Building Multi-Agents from Paper 📝 by Hand ✍️
From the AI by Hand Research Lab 🔬
Last October, Mohsena, my PhD student, led a highly successful mini-course series on advanced AI agents, attended by thousands of participants. For each lecture, she created a rich set of hand-drawn diagrams illustrating agentic AI design.
While studying the DeepSeek OCR model to build an Excel Blueprint, I was struck by how powerful modern multimodal OCR models have become. That sparked an idea: what if we could take Mohsena’s drawings directly as input? Could we design a system that transforms her beautiful sketches into a functional multi-agent AI system?
I asked Mohsena to explore this idea and build a prototype. Here are her initial results:
Building a Multi-agent System from Paper 📝 by Hand ✍️
(written by Mohsena)
Following the overwhelmingly positive response from the community, I felt both honored and deeply grateful to see so many people engage with my mini-course series on advanced AI agents last October.
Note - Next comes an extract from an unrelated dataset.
PR #437, opened 2022-02-06
Addressed specific race smash missions not progressing

EmosewaMC:
Missions like [1407](https://explorer.lu-dev.net/missions/1407) and [1406](https://explorer.lu-dev.net/missions/1406) use taskparam1 set to 17 to denote the mission as being smashing a specific smashable in a race.  Also addressed an issue where dragon egg smashables did not count towards generic smashing missions.  This is because the dragon eggs use a different smash server than generic race smashables.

The enthusiasm and thoughtful feedback around the lectures—and especially around the hand-drawn diagrams—meant a great deal to me.
When Tom shared an idea inspired by this work and invited me to explore it further as a research project, I was excited to take it on and build a prototype. Here are my initial results:
Do We Think Better When We Draw?
Do we learn faster by reading text? By writing code? Or by illustrating our ideas?
When I was a kid, my mother used matchsticks to help me understand addition. She would place them on the table, group them, move them around—and suddenly numbers made sense.
In high school, when math problems became more complex, I found myself drawing figures in the margins of my notebook—not because the teacher asked me to, but because I needed to see the logic.
Later, in undergrad, I still remember my Algorithms instructor standing in front of the whiteboard, drawing boxes and arrows to explain stacks and queues. He didn’t start with definitions, or any code. He started with drawings. Only then did the ideas click.
We don’t just learn by consuming information. We learn by externalizing our thinking.
Drawing as a Way of Thinking
Drawing slows us down. It forces us to decide what matters. It makes relationships visible. As developers, we already do this instinctively. Before writing code, we sketch ideas on paper. We brainstorm on whiteboards. We draw systems before we build them. Yet somewhere along the way, drawings stopped being part of the actual system. They became explanations—useful, but disposable.
I started wondering: what if drawings weren’t just for communication? What if they were the system itself?
A Simple Scenario
Imagine you are the director of a book publishing company. You want to build a chapter-writing team:
One team writes and revises chapters.
Another team creates diagrams for those chapters.
You sit down with your colleagues and start drawing. You sketch two agents. You draw shapes to show roles, tools, tasks, and outputs.
Everyone in the room understands the system immediately. That drawing is your agentic system.
From Drawing → Structure → Execution
Here’s how we turn that drawing into something real. First, you upload a hand-drawn image of your agentic system. Then, you provide a short explanation of your drawing conventions:
Ovals represent agents,
Rounded rectangles represent tools,
Other shapes represent tasks and outputs.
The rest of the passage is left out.